Reports from Swaziland

Just another weblog

Special Topic: Complexities of Global Health

by on June 10, 2011
Filed under: Uncategorized

This is a topic that is discussed throughout this blog, but today, during the doctors meeting, we discussed a particularly interesting situation that I thought I would mention here. Around this time of year, many children get measles.
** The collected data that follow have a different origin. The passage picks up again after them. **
Issue #68, opened 2026-05-26
Add Jeandle-specific inlining pass for Java methods


minchao1024:
**The feature you'd like**

A custom inlining pass for Jeandle that can inline Java method calls where the callee may initially be a declaration.

**Implementation you've considered**

A Module-level pass that walks call sites directly, delegates inlining decisions and callee resolution to VMCallbacks, and supports multi-level inlining with depth control and recursion prevention.

PR #69, opened 2026-05-26
feat: Add JVM-guided Java method inlining

minchao1024:
## Related issue(s):

issue #68 

Add a Jeandle inline driver and inliner for JVM-guided Java method
inlining, with callback replay support and focused lit coverage.

This change:
- Adds JeandleInlineDriver and JeandleInliner to inline monomorphic Java
  method call sites under JVM policy control.
- Queries VM callbacks for inline policy, callee IR materialization, inline
  success notification, and inline-phase completion.
- Tracks inline scope IDs so nested inline decisions can be replayed with the
  correct caller scope.
- Supports replaying GetInlineCalleeIR from companion *_inline_callees.ll
  modules during opt callback-log replay.
- Materializes replay callee definitions on demand, including referenced
  globals, aliases, helper declarations, and EH personality wiring.
- Wires the inline driver into the Jeandle pipeline and registers
  jeandle-inline-driver for opt tests.
- Adds lit tests for global variables, global aliases, exception handling,
  policy rejection, and resume handling.


llvm/lib/Transforms/Jeandle/JeandleInliner.cpp
```diff
@@ -0,0 +1,263 @@
...
+//
+//===----------------------------------------------------------------------===//
+//
+// This file implements the JeandleInliner, a Module-level inlining pass
+// for Jeandle JVM JIT. Unlike the standard InlinerPass which operates on the
+// LazyCallGraph/SCC, this pass walks all call sites in the module directly.
+//
+// Algorithm:
+//   1. Collect all call sites where the callee is a Jeandle Java method
+//      (identified by F.hasGC() && F.getGC() == jeandle::JeandleGC).
```
taofengliu: We can attach "java-method" attribute to Java method declarations, making them more clear.

llvm/lib/Transforms/Jeandle/JeandleInlineDriver.cpp
```diff
@@ -0,0 +1,221 @@
...
+    // exposed by the inline round. Do not carry a cross-step worklist through
+    // this point; the next inline round rescans the root function and should
+    // read the preserved inline-scope-id metadata from surviving/generated call
+    // sites.
+    if (!DevirtResult.AddedMonomorphicTargets)
+      break;
+  }
+
+  if (!Changed)
+    return PreservedAnalyses::all();
```
taofengliu, line 244:
```suggestion
  if (DriverPa.areAllPreserved())
    return PreservedAnalyses::all();
```
Then we can delete the `Changed` variable. Then JeandleInliner and JeandleDevirtualization don't need to return `Changed` in their results.

llvm/lib/Transforms/Jeandle/JeandleInliner.cpp
```diff
@@ -0,0 +1,910 @@
...
+
+      Function *NewCallee = NewCB->getCalledFunction();
+      // TODO: Support inlining the root method as a callee once root/caller IR
+      // and callee IR use the same unwind model. The root emits real unwind
+      // operations, while an inlined callee forwards unwind edges to the
+      // caller's landingpad. Mark root callees noinline so later LLVM inline
+      // passes cannot inline them either.
+      if (NewCallee == RootFunction) {
+        NewCB->setIsNoInline();
+        Changed = true;
```
taofengliu: Maybe not needed

llvm/lib/Transforms/Jeandle/JeandleInliner.cpp
```diff
@@ -0,0 +1,910 @@
...
+static PreservedAnalyses getInlineRoundPreservedAnalyses(bool Changed) {
+  if (!Changed)
+    return PreservedAnalyses::all();
+
+  PreservedAnalyses PA;
+  // InlineFunction mutates individual callers and those function analyses are
+  // invalidated eagerly after each inline. Preserve the function-analysis proxy
+  // here so the module pass manager does not discard unrelated function
+  // analyses.
+  PA.preserveSet<AllAnalysesOn<Function>>();
```
taofengliu, line 148: As the comment says, we need to preserve the `FunctionAnalysisManagerModuleProxy`

llvm/lib/Transforms/Jeandle/JeandleInlineDriver.cpp
```diff
@@ -0,0 +1,221 @@
...
+  // Callee IR requested from the JVM is available_externally: it is useful for
+  // optimization, but should not remain as a definition after the inline driver
+  // is done. If such a method still has uses, delete only its body so existing
+  // references stay valid as declarations; otherwise erase the function.
+  bool RemovedCalleeIR = eraseAvailableExternallyJavaMethods(M, RootFunction);
+
+  if (ErasedInlineScopeIDs || RemovedCalleeIR) {
+    PreservedAnalyses CleanupPA = PreservedAnalyses::none();
+    updateDriverPreservedAnalyses(M, MAM, DriverPA, std::move(CleanupPA));
+  }
```
taofengliu: I think a finer-grained control over the analysis would be better, as we already do so in the main inliner loop, don't give up all the maintained analysis. We can only invalidate the effected analysis here.

llvm/lib/Transforms/Jeandle/JeandleInliner.cpp
```diff
@@ -0,0 +1,910 @@
...
+      // The JVM frontend guarantees that callee allocas are static allocas, so
+      // InlineFunction should hoist them into the caller entry block. Recheck
+      // that invariant in debug builds.
+      assertNoNonEntryAlloca(*Caller);
+#endif
+      bool Recorded = VC->RecordInlineSuccess(InlineScopeID, BCI, CalleeMethod);
+      if (!Recorded) {
+        logInlineEvent("record-fail", ScopeCaller, BCI, Callee, InlineScopeID,
+                       ThreadID, InlineScopes);
+      }
```
taofengliu: Here we should make sure `Recorded` is true. If it is false, this would cause an InlineScope to be created on the LLVM side in the code below, without a corresponding InlineTree on the JVM side.

Maybe we should stop inlining in this compilation if `Recorded` is false.

llvm/lib/Transforms/Jeandle/JeandleInliner.cpp
```diff
@@ -0,0 +1,910 @@
...
+    }
+
+    if (Callee->isDeclaration()) {
+      logInlineEvent("request-ir", ScopeCaller, BCI, Callee, InlineScopeID,
+                     ThreadID, InlineScopes);
+      bool GotCalleeIR = VC->GetInlineCalleeIR(CalleeMethod);
+      if (!GotCalleeIR) {
+        logInlineEvent("missing-ir", ScopeCaller, BCI, Callee, InlineScopeID,
+                       ThreadID, InlineScopes);
+        continue;
```
taofengliu, line 489: Here we may leave residual IR from a failed callee compilation in the Module, which needs to be cleaned up/removed. We can remove it in the JDK or LLVM side.

llvm/lib/Jeandle/Pipeline.cpp
```diff
@@ -33,13 +35,27 @@ Pipeline::Pipeline(OptimizationLevel level, LLVMContext &Ctx)
...
+  switch (Options.Inlining) {
+  case InlineMode::Disabled:
+    break;
+  case InlineMode::Default:
+    PM.addPass(JeandleInlineDriver());
+    break;
+  case InlineMode::AccessorOnly:
+    PM.addPass(JeandleInlineDriver(/*InlineAccessorsOnly=*/true));
+    break;
+  }
```
taofengliu, line 58: Would it be better to run some IR simplification passes before inlining, and also between each inlining round?

llvm/lib/Transforms/Jeandle/JeandleInliner.cpp
minchao1024: Done

llvm/lib/Transforms/Jeandle/JeandleInlineDriver.cpp
minchao1024: Done

llvm/lib/Transforms/Jeandle/JeandleInliner.cpp
minchao1024: Fixed

llvm/lib/Transforms/Jeandle/JeandleInliner.cpp
minchao1024: Fixed

llvm/lib/Transforms/Jeandle/JeandleInlineDriver.cpp
minchao1024: Fixed

llvm/lib/Transforms/Jeandle/JeandleInliner.cpp
minchao1024: This record operation is checked and must succeed for now. The only expected failure would be failing to create the inline tree, so a TODO is left to pre-allocate the inline tree before LLVM performs inlining and make this step non-failing in a follow-up change.

llvm/lib/Transforms/Jeandle/JeandleInliner.cpp
minchao1024: Fixed

llvm/lib/Jeandle/Pipeline.cpp
minchao1024: Done; `InstSimplifyPass` has now been added between inlining rounds. This step was not included prior to inlining because the potential for optimization appeared limited.

llvm/lib/Transforms/Jeandle/JeandleInlineDriver.cpp
```diff
@@ -0,0 +1,270 @@
...
+  // Loop shape:
+  //   1. Run one inline round. The round tags every newly exposed call site
+  //      with inline-scope-id metadata.
+  //   2. If the inline round did not expose any new call sites, stop.
+  //   3. Run devirtualization refinement. It must propagate inline-scope-id
+  //      and deopt/BCI information when it clones or replaces calls.
+  //   4. If devirtualization preserved everything, it did not produce a new
+  //      MonomorphicTarget call site and the loop stops; otherwise rescan IR
+  //      in the next inline round.
+  for (;;) {
```
taofengliu: Maybe it's better to have a `MaxIterations` cap

llvm/lib/Jeandle/Pipeline.cpp
```diff
@@ -63,9 +63,17 @@ ModulePassManager Pipeline::buildJeandlePipeline(PassBuilder &PB,
...
   PM.addPass(RewriteStatepointsForGC());
+  // Phase 9 is reserved for JavaOps that must be lowered after RS4GC. In
+  // particular, G1 barriers can materialize raw addresses derived from oops
+  // (for example card-table addresses). If those addresses are created before
+  // RS4GC and optimized across safepoints, they are not relocated when the
+  // source oop moves. Lower them after RS4GC so the optimizer cannot reuse
+  // stale raw derived addresses across safepoints.
+  PM.addPass(JavaOperationLower(9));
+  PM.addPass(createModuleToFunctionPassAdaptor(TLSPointerRewrite()));
+  PM.addPass(createModuleToFunctionPassAdaptor(InstSimplifyPass()));
```
taofengliu: Since GC barriers aren't inlined until O3, we might as well delay inserting them until after O3, otherwise they'll get in the way of optimizations.

llvm/lib/Transforms/Jeandle/JeandleInlineDriver.cpp
minchao1024: Done. Added `MaxInlineDriverIterations` as a guard for abnormally long inline loops. It does not affect the normal inlining path.

llvm/lib/Jeandle/Pipeline.cpp
minchao1024: I think it is better to keep InsertGCBarriers before O3.

Running InsertGCBarriers before O3 still lets O3 optimize the high-level barrier form, and that does not affect correctness. The correctness issue only appears after barrier lowering, where G1 barriers create raw intermediate values derived from oops.If those lowered intermediate values are exposed before O3, O3 may move or reuse them across safepoints. That is the unsafe part, because those raw values are not updated when the oop moves.

So the split is intentional: insert barriers before O3 for optimization, but lower them after O3/RS4GC to keep those raw intermediate values from crossing safepoints.

taofengliu: The GCBarriers may affect optimizations, leave a TODO here to note it.

minchao1024: Done

llvm/lib/Jeandle/Pipeline.cpp
```diff
@@ -33,23 +35,59 @@ Pipeline::Pipeline(OptimizationLevel level, LLVMContext &Ctx)
...
   PM.addPass(createModuleToFunctionPassAdaptor(InstSimplifyPass()));
   PM.addPass(createModuleToFunctionPassAdaptor(TypeCheckElimination()));
   PM.addPass(createModuleToFunctionPassAdaptor(RepeatedConstantFolding()));
   PM.addPass(createModuleToFunctionPassAdaptor(TypeCheckElimination()));
+  // TODO: InsertGCBarriers currently inserts high-level barrier calls before
+  // O3. This is a conservative placeholder to keep Java heap stores
+  // GC-observable during optimization, but the uninlined barrier calls can
+  // still block useful optimizations. Consider a better representation with
+  // more precise memory effects or another scheme that preserves GC semantics
+  // without exposing heavy calls to the main optimizer.
```
taofengliu:
```suggestion
  // TODO: InsertGCBarriers currently inserts high-level barrier calls before
  // O3 because it cannot handle O3 generated memory intrinsics and vector 
  // instructions. But the uninlined barrier calls can still block useful 
  // optimizations.
```

taofengliu (approved):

When they come in for the HIV treatment, they would be waiting around the clinic for many hours, and in the process, exposing many other patients to measles as well.  One of the visiting scholar’s here suggested that we pre-screen them somehow and ask them to sit in another room while they wait.

A simple idea, right? But there are many other aspects to consider. Firstly, there is a question of whether families will even bring in their child with measles. Apparently, in Ethiopia, communities believe that if a child with measles is brought into a clinic and gets a shot, they will die– thus, children are not brought in many times. If they get very sick, mothers sometimes decide to go to the clinics, and when they go to the clinic, they get a shot of medication, but still die because they were so sick in the first place. This obviously reinforces the community’s idea that getting the shot causes death. Secondly, even if we put out a sign on the door of the clinic, asking people so sit in a certain place if they had measles or chicken pox, there is a question of whether the patient would be able to actually identify the illness they have. If we describe the symptoms on the sign, and say that people with a rash or bumps on their skin should sit aside, we may have many people lined up because there are many illnesses people have here with those symptoms. The simple idea isn’t so simple anymore!